YOUR ASSIGNMENT –
For this exercise, reproduce the entries below exactly, but only from the line containing "PR #632, opened 2019-10-21" through the line containing "should take priority?", both included.

EXERCISE DATA –

═══

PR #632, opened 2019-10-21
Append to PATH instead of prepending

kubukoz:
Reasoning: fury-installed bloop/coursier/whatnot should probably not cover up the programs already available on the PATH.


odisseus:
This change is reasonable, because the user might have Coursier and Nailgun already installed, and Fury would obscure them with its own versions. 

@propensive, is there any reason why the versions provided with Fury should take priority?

═══

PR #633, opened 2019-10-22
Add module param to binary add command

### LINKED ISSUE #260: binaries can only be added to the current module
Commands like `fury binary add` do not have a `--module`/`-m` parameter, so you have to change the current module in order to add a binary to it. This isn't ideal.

═══

REPLY TO THE EXERCISE –
PR #632, opened 2019-10-21
Append to PATH instead of prepending

kubukoz:
Reasoning: fury-installed bloop/coursier/whatnot should probably not cover up the programs already available on the PATH.


odisseus:
This change is reasonable, because the user might have Coursier and Nailgun already installed, and Fury would obscure them with its own versions. 

@propensive, is there any reason why the versions provided with Fury should take priority?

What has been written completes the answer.